§ Data listing:
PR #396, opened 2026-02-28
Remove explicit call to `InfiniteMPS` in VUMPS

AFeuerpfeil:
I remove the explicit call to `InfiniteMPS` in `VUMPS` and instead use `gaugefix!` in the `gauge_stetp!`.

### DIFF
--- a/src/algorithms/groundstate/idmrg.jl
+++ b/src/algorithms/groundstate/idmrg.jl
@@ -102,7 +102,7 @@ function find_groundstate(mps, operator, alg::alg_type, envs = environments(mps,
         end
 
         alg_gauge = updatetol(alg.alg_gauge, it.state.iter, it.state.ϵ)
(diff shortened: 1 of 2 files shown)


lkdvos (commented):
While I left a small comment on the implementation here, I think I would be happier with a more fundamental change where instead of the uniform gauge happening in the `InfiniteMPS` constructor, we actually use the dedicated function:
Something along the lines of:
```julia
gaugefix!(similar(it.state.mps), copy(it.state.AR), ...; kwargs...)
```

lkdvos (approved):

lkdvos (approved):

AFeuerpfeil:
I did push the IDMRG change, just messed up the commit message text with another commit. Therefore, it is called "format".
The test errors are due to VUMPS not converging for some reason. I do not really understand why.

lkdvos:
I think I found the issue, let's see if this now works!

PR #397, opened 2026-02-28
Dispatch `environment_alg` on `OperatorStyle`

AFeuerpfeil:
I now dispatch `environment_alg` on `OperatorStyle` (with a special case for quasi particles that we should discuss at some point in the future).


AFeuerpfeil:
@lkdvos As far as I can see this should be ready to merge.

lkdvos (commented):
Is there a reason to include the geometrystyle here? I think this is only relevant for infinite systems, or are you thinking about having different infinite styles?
* * *
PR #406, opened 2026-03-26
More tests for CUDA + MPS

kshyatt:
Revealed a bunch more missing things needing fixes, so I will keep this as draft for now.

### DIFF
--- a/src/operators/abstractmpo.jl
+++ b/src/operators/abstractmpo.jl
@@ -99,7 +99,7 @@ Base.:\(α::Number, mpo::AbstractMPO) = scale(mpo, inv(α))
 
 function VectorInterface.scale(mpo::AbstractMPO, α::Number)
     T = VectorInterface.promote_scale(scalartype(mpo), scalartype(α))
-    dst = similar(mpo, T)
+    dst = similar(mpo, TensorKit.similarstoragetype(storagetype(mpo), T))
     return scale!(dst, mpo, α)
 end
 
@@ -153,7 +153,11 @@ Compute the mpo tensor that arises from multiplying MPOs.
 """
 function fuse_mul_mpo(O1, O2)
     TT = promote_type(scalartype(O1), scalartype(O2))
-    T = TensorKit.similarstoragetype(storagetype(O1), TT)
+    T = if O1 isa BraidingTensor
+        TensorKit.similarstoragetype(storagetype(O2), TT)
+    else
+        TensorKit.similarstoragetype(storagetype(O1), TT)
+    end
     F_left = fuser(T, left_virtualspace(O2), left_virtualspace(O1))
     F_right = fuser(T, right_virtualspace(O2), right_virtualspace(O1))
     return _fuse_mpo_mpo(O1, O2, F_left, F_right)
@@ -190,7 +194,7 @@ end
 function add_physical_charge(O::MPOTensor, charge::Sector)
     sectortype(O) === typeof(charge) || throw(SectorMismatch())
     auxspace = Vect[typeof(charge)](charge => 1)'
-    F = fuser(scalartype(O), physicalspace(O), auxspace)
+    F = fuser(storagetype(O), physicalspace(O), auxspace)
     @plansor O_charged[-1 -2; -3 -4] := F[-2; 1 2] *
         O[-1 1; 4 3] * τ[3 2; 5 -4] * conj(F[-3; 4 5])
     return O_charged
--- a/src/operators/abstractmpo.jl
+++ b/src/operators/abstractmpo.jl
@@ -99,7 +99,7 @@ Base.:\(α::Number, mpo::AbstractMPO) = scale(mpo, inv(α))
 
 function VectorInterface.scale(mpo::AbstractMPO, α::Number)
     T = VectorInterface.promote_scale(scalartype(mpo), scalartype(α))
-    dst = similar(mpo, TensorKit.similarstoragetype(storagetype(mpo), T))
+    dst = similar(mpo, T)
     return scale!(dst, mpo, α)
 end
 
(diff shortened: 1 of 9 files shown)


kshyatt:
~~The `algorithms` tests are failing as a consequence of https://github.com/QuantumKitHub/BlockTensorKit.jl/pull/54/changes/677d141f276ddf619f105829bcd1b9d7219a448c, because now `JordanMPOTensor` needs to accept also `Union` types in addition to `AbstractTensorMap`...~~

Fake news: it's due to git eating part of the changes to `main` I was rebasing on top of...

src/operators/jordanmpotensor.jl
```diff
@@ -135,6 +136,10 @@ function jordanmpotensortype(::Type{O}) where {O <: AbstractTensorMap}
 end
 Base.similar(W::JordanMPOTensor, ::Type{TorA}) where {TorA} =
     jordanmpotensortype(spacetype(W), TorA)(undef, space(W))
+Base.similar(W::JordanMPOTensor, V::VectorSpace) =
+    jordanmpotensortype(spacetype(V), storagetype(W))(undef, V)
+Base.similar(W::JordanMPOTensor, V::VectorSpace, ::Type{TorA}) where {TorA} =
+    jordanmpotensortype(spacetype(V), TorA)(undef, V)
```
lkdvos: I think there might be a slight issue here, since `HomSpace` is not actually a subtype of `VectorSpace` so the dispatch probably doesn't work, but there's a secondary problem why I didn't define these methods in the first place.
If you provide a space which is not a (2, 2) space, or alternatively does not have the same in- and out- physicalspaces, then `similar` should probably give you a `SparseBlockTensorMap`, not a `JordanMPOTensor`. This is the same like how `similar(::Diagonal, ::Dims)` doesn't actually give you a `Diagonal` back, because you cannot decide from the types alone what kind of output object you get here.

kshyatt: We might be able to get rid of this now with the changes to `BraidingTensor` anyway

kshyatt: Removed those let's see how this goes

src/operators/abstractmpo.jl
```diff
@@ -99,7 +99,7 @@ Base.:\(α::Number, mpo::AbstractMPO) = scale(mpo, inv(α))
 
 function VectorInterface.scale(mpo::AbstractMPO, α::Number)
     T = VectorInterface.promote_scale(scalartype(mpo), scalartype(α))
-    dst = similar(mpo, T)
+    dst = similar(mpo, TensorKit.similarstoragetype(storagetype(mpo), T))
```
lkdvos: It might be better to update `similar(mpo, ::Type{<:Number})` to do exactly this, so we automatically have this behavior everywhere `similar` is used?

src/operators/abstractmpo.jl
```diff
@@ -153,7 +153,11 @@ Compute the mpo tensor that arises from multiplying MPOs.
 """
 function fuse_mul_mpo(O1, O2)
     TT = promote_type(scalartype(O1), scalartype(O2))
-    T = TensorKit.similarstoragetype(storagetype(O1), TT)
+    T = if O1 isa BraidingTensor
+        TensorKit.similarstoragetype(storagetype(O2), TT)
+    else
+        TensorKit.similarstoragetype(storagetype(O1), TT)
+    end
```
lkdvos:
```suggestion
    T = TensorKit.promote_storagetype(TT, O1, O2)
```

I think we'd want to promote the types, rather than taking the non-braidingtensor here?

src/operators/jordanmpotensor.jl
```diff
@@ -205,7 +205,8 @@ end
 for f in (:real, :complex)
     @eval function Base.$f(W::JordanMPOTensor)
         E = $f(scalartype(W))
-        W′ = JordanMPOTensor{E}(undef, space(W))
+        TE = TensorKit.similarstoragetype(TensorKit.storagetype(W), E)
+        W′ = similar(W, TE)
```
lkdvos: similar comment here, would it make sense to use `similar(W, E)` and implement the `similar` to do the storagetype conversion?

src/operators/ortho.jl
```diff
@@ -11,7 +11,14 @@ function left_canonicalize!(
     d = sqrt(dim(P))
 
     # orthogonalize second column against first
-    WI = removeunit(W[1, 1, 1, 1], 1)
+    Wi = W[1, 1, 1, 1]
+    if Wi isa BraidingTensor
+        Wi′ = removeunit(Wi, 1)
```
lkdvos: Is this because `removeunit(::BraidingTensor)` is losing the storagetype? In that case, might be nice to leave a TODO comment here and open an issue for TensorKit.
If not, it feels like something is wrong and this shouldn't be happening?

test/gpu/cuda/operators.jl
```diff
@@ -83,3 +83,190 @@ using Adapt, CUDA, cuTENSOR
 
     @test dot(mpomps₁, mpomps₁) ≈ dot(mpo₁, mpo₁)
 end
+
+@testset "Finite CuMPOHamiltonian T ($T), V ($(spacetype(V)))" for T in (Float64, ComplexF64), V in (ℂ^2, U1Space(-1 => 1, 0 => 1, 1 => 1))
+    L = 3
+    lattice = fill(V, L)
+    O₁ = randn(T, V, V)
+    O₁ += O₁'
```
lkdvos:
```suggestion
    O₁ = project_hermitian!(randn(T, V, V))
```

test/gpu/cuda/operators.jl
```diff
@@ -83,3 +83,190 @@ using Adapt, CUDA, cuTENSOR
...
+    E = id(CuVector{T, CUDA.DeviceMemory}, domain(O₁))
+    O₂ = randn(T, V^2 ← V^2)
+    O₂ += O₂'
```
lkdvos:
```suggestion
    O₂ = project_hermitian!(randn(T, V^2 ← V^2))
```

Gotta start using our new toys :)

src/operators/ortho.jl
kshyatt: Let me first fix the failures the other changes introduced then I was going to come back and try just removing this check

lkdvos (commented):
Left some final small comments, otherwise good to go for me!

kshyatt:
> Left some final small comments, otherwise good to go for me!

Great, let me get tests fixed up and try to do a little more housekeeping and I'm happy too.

§ What is being asked:
Could you restate, word for word, the lines above from the one with "Remove explicit call" to the one with "I did push the", both included?

§ The completed task:
Remove explicit call to `InfiniteMPS` in VUMPS

AFeuerpfeil:
I remove the explicit call to `InfiniteMPS` in `VUMPS` and instead use `gaugefix!` in the `gauge_stetp!`.

### DIFF
--- a/src/algorithms/groundstate/idmrg.jl
+++ b/src/algorithms/groundstate/idmrg.jl
@@ -102,7 +102,7 @@ function find_groundstate(mps, operator, alg::alg_type, envs = environments(mps,
         end
 
         alg_gauge = updatetol(alg.alg_gauge, it.state.iter, it.state.ϵ)
(diff shortened: 1 of 2 files shown)


lkdvos (commented):
While I left a small comment on the implementation here, I think I would be happier with a more fundamental change where instead of the uniform gauge happening in the `InfiniteMPS` constructor, we actually use the dedicated function:
Something along the lines of:
```julia
gaugefix!(similar(it.state.mps), copy(it.state.AR), ...; kwargs...)
```

lkdvos (approved):

lkdvos (approved):

AFeuerpfeil:
I did push the IDMRG change, just messed up the commit message text with another commit. Therefore, it is called "format".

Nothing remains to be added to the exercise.